(Collected data)
====

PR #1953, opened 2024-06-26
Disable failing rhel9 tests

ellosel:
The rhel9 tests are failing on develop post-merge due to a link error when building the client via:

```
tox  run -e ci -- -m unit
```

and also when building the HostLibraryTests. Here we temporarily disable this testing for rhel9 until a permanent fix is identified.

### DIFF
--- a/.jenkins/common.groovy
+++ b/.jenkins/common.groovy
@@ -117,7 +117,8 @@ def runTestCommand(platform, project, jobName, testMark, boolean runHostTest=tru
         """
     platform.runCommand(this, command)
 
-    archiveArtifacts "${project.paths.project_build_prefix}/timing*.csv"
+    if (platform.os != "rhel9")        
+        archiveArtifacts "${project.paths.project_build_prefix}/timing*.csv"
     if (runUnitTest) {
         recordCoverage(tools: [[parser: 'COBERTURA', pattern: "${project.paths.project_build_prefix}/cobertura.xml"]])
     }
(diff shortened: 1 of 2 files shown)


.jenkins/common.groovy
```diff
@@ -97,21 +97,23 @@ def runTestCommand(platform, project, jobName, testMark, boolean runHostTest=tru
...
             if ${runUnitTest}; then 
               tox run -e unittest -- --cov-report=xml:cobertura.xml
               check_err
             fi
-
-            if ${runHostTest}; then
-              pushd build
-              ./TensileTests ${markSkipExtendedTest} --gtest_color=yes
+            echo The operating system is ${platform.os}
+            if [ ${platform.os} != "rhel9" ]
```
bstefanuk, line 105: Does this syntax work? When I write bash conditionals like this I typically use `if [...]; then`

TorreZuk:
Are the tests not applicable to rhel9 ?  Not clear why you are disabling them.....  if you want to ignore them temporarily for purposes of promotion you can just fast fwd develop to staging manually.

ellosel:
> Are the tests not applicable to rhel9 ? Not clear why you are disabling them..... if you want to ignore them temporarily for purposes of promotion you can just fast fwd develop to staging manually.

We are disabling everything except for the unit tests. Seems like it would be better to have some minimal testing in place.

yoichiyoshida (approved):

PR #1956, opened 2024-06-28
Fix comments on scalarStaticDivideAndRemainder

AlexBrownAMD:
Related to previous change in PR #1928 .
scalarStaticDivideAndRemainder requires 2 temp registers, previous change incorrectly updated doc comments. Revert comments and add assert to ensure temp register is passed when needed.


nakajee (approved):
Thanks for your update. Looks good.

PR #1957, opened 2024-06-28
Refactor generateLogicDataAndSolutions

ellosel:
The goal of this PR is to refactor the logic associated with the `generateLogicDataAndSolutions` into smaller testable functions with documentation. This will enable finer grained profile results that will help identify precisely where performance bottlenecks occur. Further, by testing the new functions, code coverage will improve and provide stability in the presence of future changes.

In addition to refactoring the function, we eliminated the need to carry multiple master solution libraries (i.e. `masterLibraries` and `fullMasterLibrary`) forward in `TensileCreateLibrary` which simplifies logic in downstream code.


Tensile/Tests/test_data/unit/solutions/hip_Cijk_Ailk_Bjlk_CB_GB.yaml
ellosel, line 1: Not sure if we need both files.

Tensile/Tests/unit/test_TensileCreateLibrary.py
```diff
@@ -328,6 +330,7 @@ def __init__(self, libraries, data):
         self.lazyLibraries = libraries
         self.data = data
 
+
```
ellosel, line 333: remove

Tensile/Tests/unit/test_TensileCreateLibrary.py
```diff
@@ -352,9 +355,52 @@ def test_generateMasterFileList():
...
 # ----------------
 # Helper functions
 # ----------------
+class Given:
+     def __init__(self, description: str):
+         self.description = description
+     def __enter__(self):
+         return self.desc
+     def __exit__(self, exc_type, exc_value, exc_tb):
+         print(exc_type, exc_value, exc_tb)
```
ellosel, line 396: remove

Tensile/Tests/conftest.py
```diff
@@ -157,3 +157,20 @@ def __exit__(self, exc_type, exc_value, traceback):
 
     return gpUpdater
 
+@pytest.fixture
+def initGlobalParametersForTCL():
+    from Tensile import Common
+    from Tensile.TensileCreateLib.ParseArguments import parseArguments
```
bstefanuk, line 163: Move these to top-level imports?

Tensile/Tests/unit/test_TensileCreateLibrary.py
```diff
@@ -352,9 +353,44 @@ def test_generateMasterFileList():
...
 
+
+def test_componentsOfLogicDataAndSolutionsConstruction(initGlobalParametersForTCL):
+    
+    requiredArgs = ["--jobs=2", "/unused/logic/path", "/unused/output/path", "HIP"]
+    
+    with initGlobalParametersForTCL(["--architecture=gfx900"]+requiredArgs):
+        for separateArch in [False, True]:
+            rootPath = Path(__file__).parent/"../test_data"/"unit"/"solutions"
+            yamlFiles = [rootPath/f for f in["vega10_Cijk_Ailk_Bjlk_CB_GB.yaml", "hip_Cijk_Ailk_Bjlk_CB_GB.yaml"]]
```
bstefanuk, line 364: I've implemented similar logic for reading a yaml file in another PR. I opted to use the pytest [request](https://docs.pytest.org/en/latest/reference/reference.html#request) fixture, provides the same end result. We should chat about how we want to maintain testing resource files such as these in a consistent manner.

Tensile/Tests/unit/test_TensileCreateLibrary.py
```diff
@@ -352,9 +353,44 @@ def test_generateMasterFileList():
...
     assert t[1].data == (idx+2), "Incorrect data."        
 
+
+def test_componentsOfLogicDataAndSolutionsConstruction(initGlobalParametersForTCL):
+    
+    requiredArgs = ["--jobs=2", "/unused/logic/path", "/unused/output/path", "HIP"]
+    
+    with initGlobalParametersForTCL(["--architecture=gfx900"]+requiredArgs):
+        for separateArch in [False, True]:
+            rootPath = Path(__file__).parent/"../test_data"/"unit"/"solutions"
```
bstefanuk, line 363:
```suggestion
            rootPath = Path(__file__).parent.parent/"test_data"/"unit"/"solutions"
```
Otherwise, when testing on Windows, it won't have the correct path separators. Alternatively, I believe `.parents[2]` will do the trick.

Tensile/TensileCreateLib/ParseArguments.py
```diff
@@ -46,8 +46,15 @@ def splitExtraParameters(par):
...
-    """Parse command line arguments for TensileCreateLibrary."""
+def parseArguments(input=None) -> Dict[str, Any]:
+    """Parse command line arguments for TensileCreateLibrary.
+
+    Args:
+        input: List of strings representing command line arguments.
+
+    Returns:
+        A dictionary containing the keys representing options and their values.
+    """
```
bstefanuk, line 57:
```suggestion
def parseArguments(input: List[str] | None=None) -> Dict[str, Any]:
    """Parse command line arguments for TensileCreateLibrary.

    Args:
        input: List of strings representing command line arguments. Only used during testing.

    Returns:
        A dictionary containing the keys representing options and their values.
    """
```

====

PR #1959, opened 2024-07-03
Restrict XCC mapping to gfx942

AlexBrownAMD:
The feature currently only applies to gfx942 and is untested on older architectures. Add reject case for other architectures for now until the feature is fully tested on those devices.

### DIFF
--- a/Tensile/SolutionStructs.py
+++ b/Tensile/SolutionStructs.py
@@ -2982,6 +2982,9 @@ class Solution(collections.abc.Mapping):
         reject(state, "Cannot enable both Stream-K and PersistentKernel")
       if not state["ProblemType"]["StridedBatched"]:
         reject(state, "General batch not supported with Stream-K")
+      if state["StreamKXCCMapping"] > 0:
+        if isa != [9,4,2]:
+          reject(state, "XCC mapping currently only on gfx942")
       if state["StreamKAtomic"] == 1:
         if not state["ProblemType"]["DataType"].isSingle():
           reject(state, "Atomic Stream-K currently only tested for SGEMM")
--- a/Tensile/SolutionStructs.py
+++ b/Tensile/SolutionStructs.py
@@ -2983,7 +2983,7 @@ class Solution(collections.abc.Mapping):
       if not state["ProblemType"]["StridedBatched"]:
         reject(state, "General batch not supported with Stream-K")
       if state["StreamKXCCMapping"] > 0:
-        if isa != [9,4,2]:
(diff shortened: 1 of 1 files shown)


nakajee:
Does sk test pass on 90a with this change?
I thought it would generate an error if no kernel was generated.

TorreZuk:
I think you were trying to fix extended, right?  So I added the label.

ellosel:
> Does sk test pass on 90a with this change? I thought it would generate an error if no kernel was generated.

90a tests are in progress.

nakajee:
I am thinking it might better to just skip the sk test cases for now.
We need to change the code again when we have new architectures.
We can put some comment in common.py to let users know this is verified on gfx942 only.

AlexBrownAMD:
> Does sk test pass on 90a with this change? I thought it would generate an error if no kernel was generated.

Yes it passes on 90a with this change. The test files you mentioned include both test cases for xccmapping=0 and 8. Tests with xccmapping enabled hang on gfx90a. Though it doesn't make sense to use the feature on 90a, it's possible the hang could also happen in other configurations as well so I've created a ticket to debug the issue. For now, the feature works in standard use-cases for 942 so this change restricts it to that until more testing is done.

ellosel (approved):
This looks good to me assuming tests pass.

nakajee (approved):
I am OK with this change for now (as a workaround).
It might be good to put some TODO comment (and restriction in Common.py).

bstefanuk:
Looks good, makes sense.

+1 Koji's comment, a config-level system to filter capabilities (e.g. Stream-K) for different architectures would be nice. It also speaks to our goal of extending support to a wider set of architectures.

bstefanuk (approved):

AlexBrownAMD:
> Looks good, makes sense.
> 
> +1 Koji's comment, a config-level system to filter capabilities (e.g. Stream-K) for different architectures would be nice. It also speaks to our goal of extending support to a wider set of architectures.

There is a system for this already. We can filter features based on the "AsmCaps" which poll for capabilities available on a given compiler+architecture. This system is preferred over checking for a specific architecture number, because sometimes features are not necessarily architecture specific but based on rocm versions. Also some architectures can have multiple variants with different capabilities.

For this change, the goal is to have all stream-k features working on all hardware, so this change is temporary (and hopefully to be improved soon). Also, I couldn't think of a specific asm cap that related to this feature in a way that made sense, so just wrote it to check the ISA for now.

====

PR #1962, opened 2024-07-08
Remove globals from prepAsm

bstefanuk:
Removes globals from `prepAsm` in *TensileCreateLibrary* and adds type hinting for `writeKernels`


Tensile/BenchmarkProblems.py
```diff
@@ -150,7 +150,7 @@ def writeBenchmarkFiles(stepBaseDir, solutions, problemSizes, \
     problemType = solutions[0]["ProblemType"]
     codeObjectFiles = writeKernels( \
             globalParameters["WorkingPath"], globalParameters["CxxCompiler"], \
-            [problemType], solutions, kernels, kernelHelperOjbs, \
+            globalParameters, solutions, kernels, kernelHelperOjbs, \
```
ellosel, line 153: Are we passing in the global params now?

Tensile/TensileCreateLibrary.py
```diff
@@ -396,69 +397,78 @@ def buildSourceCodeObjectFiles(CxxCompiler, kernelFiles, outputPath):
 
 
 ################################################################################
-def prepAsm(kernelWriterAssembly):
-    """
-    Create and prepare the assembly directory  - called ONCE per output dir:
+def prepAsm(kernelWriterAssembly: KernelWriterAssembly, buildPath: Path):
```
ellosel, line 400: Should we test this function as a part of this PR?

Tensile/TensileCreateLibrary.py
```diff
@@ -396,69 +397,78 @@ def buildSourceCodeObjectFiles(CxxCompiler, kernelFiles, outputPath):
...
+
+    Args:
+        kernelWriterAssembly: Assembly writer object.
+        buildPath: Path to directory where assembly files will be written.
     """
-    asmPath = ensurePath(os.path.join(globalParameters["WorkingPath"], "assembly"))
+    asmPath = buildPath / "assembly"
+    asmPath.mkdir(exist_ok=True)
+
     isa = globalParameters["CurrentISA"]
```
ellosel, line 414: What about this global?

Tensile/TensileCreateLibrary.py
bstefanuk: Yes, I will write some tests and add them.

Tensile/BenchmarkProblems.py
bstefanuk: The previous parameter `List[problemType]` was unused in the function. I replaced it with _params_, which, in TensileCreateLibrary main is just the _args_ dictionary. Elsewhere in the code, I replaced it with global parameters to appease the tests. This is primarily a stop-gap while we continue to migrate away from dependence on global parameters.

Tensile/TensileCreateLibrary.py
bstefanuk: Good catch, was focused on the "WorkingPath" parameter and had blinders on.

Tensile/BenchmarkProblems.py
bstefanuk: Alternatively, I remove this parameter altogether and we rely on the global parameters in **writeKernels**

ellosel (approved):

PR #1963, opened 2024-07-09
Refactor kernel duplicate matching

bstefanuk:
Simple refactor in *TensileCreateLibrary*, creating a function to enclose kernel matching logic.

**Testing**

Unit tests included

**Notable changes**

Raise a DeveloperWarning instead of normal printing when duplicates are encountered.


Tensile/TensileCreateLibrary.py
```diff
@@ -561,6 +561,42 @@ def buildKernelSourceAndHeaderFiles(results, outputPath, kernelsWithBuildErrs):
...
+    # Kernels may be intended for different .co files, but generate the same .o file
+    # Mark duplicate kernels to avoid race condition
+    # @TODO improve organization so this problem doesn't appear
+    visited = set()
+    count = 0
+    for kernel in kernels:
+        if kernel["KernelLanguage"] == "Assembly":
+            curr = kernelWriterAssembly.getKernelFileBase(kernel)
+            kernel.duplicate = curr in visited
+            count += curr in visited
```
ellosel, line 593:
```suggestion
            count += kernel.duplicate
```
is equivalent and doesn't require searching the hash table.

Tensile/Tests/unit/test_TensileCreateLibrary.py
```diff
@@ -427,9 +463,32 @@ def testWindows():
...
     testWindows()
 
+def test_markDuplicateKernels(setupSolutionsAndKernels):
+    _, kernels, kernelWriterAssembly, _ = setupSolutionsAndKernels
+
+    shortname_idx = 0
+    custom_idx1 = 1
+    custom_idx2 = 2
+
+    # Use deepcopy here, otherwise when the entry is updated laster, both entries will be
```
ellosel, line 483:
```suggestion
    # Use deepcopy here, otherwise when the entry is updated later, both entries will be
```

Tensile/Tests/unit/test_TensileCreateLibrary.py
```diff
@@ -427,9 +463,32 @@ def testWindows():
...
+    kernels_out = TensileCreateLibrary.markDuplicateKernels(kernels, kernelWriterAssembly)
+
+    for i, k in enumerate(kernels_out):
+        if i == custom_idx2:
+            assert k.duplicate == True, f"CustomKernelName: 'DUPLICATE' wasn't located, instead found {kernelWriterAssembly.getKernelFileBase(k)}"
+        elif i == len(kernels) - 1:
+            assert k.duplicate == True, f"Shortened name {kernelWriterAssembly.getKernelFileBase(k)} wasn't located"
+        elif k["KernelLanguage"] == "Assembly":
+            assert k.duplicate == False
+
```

====

■ Aim of the exercise
Would you copy every line of the entries in which "ignore" appears?

■ Output
Are the tests not applicable to rhel9 ?  Not clear why you are disabling them.....  if you want to ignore them temporarily for purposes of promotion you can just fast fwd develop to staging manually.
> Are the tests not applicable to rhel9 ? Not clear why you are disabling them..... if you want to ignore them temporarily for purposes of promotion you can just fast fwd develop to staging manually.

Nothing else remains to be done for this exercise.